Profiling Methods

vLLM-MindSpore Plugin supports the mindspore.Profiler module to track the performance of workers in vLLM-MindSpore Plugin. User can follow the Collecting Profiling Data section to gather data and then analyze it according to Analyzing Profiling Data. Additionally, user can inspect the model's IR graph through Graph Data Dump to analyze and debug the model structure.

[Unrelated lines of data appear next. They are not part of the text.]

PR #93, opened 2015-06-13
Integrate EF7 beta6

rayao:
Resolved comments in the original CR.
VS must have latest NuGet client tool to install EF7 packages.

### DIFF
--- a/src/Microsoft.Restier.EntityFramework/DbDomain.cs
+++ b/src/Microsoft.Restier.EntityFramework/DbDomain.cs
@@ -20,6 +20,7 @@ namespace Microsoft.Restier.EntityFramework
     /// <summary>
     /// Represents a domain over a DbContext.
     /// </summary>
+    [CLSCompliant(false)]
     public class DbDomain<T> : DomainBase
         where T : DbContext
     {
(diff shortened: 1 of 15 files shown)


rayao:
Forgot to mention that 6 baseline comparison cases still fail, which is expected for EF7 for now.

lewischeng-ms:
@rayao Please add ignore `.vs/` to `.gitignore` as it is generated by VS2015.

src/Microsoft.Restier.EntityFramework/DbDomain.cs
```diff
@@ -20,6 +20,7 @@ namespace Microsoft.Restier.EntityFramework
     /// <summary>
     /// Represents a domain over a DbContext.
     /// </summary>
+    [CLSCompliant(false)]
```
congysu: Why is DbDomain with `[CLSCompliant(false)]`?

src/Microsoft.Restier.EntityFramework7/Model/ModelProducer.cs
```diff
@@ -16,6 +16,7 @@
 using System.Threading;
 using System.Threading.Tasks;
 using EdmModel = Microsoft.OData.Edm.Library.EdmModel;
+using Microsoft.Data.Entity.Infrastructure;
```
congysu: Sort using

src/Microsoft.Restier.EntityFramework/DbDomain.cs
rayao: EF7 DbContext type is not CLS compliant, and that makes a type references it also not compliant. This has been modified to conditionally with EF7.

congysu: Thanks Ray.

Collecting Profiling Data

To enable profiling data collection, user needs to set the VLLM_TORCH_PROFILER_DIR environment variable to the directory where the profiling results will be saved. For multi-machine inference, this variable must be set on each machine before inference:

export VLLM_TORCH_PROFILER_DIR=/path/to/save/vllm_profile

After setting the variable, run the following command to launch the vLLM-MindSpore Plugin service. We take Qwen2.5-32B as an example:

export TENSOR_PARALLEL_SIZE=4
export MAX_MODEL_LEN=1024
vllm-mindspore serve Qwen/Qwen2.5-32B-Instruct --trust_remote_code --tensor-parallel-size $TENSOR_PARALLEL_SIZE --max-model-len $MAX_MODEL_LEN

If the service starts successfully, you will see output similar to the following, indicating that the start_profile and stop_profile requests are being monitored:

INFO 05-15 12:03:07 [launcher.py:31] Route: /start_profile, Methods: POST
INFO 05-15 12:03:07 [launcher.py:31] Route: /stop_profile, Methods: POST
INFO: Started server process [212135]
INFO: Waiting for application startup.
INFO: Application startup complete.

Once the service is running, user can send the following requests to perform a profiling collection:

# Request to start profiling
curl -X POST http://127.0.0.1:8000/start_profile

# Request for inference
curl http://localhost:8000/v1/completions \
    -H "Content-Type: application/json" \
    -d '{
        "model": "Qwen/Qwen2.5-32B-Instruct",
        "prompt": "San Francisco is a",
        "max_tokens": 7,
        "temperature": 0
    }'

# Request to stop profiling
curl -X POST http://127.0.0.1:8000/stop_profile

When the log displays content similar to the following, it indicates that profiling data collection for one worker is complete:

Parsing: [####################] 3/3 Done

Analyzing Profiling Data

The directory specified by VLLM_TORCH_PROFILER_DIR contains the profiling results, with subdirectories named with the ascend_ms suffix. Each subdirectory stores the profiling results for one worker. The files in these subdirectories can be referenced for performance analysis, as described in Ascend Performance Tuning.

User can select a subdirectory to analyze the performance of a single worker:

op_statistic.csv: Overall operator statistics.
kernel_details.csv: Detailed execution data for each operator.
trace_view.json: System-wide execution data. This file can be uploaded to the Perfetto UI for visual inspection of system execution. Clicking on a process in the left sidebar displays trace event information for all threads under that process:

In MindSpore information, it shows the operator dispatch in graph execution.

In Ascend information, it shows the actual execution of Ascend operators, which can be correlated with the operators dispatched in the MindSpore process.

Graph Data Dump

Refer to the MindSpore Dump Documentation. First, configure the JSON file, then set the MINDSPORE_DUMP_CONFIG environment variable to point to the absolute path of this configuration file. After inference completes, the graph data can be obtained.

The dump results include the IR graph. Additionally, by configuring the dump_mode in the JSON file, user can choose to dump execution data for all operators or specific operators.